• TO DO
Starting at the line with "This looks great." in it, reproduce each line below through the last one, exactly, and include nothing else.

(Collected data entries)

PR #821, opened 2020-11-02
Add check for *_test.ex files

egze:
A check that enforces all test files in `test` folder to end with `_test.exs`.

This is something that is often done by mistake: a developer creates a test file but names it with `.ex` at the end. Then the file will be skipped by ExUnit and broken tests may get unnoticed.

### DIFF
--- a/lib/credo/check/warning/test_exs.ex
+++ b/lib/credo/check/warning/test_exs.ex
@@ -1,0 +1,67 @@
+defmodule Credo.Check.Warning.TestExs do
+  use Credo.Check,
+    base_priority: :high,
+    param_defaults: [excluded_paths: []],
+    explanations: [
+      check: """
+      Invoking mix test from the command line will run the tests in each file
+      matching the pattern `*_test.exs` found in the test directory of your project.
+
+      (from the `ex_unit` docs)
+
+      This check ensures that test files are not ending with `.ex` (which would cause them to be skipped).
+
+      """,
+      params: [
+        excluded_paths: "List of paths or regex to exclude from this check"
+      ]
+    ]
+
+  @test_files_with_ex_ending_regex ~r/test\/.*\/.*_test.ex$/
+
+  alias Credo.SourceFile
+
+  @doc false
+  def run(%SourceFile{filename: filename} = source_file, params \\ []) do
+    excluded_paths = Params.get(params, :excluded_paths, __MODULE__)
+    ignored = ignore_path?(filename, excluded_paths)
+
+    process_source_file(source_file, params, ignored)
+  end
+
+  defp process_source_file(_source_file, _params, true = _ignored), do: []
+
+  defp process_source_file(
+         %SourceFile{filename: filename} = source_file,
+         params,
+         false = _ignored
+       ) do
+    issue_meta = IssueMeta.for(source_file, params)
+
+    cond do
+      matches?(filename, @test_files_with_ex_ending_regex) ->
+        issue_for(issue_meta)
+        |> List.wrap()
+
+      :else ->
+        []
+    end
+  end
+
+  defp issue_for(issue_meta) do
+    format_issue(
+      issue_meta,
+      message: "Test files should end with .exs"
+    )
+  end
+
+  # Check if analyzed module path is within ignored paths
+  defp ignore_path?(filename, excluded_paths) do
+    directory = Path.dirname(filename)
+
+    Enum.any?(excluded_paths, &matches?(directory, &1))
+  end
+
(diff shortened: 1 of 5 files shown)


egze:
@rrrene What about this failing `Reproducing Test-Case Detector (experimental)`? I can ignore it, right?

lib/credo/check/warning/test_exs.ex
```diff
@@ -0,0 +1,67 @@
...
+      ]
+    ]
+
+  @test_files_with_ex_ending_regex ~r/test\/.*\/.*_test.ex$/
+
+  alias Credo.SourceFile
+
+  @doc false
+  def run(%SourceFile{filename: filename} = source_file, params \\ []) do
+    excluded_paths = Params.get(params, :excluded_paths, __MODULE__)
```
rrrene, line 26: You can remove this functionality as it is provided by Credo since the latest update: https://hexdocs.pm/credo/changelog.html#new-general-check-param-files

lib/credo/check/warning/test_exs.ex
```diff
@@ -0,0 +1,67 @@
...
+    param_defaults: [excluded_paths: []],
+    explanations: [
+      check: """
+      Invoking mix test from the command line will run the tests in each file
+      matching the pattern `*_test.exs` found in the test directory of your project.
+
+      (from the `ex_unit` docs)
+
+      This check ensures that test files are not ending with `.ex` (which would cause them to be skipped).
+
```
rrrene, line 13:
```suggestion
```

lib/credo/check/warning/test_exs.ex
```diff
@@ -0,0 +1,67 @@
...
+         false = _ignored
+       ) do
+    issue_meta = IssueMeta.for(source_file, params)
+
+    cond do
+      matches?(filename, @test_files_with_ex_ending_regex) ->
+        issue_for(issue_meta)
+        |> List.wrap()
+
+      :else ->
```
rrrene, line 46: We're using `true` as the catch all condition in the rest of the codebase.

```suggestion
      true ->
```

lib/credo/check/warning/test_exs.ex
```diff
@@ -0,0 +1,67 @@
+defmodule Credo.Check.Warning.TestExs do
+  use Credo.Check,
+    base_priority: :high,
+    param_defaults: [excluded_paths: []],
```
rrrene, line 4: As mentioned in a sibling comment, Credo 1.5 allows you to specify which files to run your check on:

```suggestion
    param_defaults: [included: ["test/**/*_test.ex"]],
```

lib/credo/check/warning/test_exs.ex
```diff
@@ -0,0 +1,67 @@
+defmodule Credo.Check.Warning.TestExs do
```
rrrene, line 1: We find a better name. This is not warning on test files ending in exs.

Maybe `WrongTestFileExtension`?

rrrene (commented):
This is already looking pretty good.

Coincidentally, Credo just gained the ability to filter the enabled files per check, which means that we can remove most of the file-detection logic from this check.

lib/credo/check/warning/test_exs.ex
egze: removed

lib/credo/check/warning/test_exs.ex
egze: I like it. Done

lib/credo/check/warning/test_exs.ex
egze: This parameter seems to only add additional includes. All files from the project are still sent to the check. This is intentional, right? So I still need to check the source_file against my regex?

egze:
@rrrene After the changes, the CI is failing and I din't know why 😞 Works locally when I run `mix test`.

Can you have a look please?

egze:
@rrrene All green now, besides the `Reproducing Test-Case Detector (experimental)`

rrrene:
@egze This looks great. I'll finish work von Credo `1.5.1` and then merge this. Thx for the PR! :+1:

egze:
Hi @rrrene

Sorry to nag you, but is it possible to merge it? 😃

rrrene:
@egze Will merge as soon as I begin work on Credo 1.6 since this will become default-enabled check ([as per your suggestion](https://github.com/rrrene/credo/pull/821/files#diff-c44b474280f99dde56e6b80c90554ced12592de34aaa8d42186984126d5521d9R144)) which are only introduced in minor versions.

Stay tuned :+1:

• ANSWER SPACE
@egze This looks great. I'll finish work von Credo `1.5.1` and then merge this. Thx for the PR! :+1:

egze:
Hi @rrrene

Sorry to nag you, but is it possible to merge it? 😃

rrrene:
@egze Will merge as soon as I begin work on Credo 1.6 since this will become default-enabled check ([as per your suggestion](https://github.com/rrrene/credo/pull/821/files#diff-c44b474280f99dde56e6b80c90554ced12592de34aaa8d42186984126d5521d9R144)) which are only introduced in minor versions.

Stay tuned :+1:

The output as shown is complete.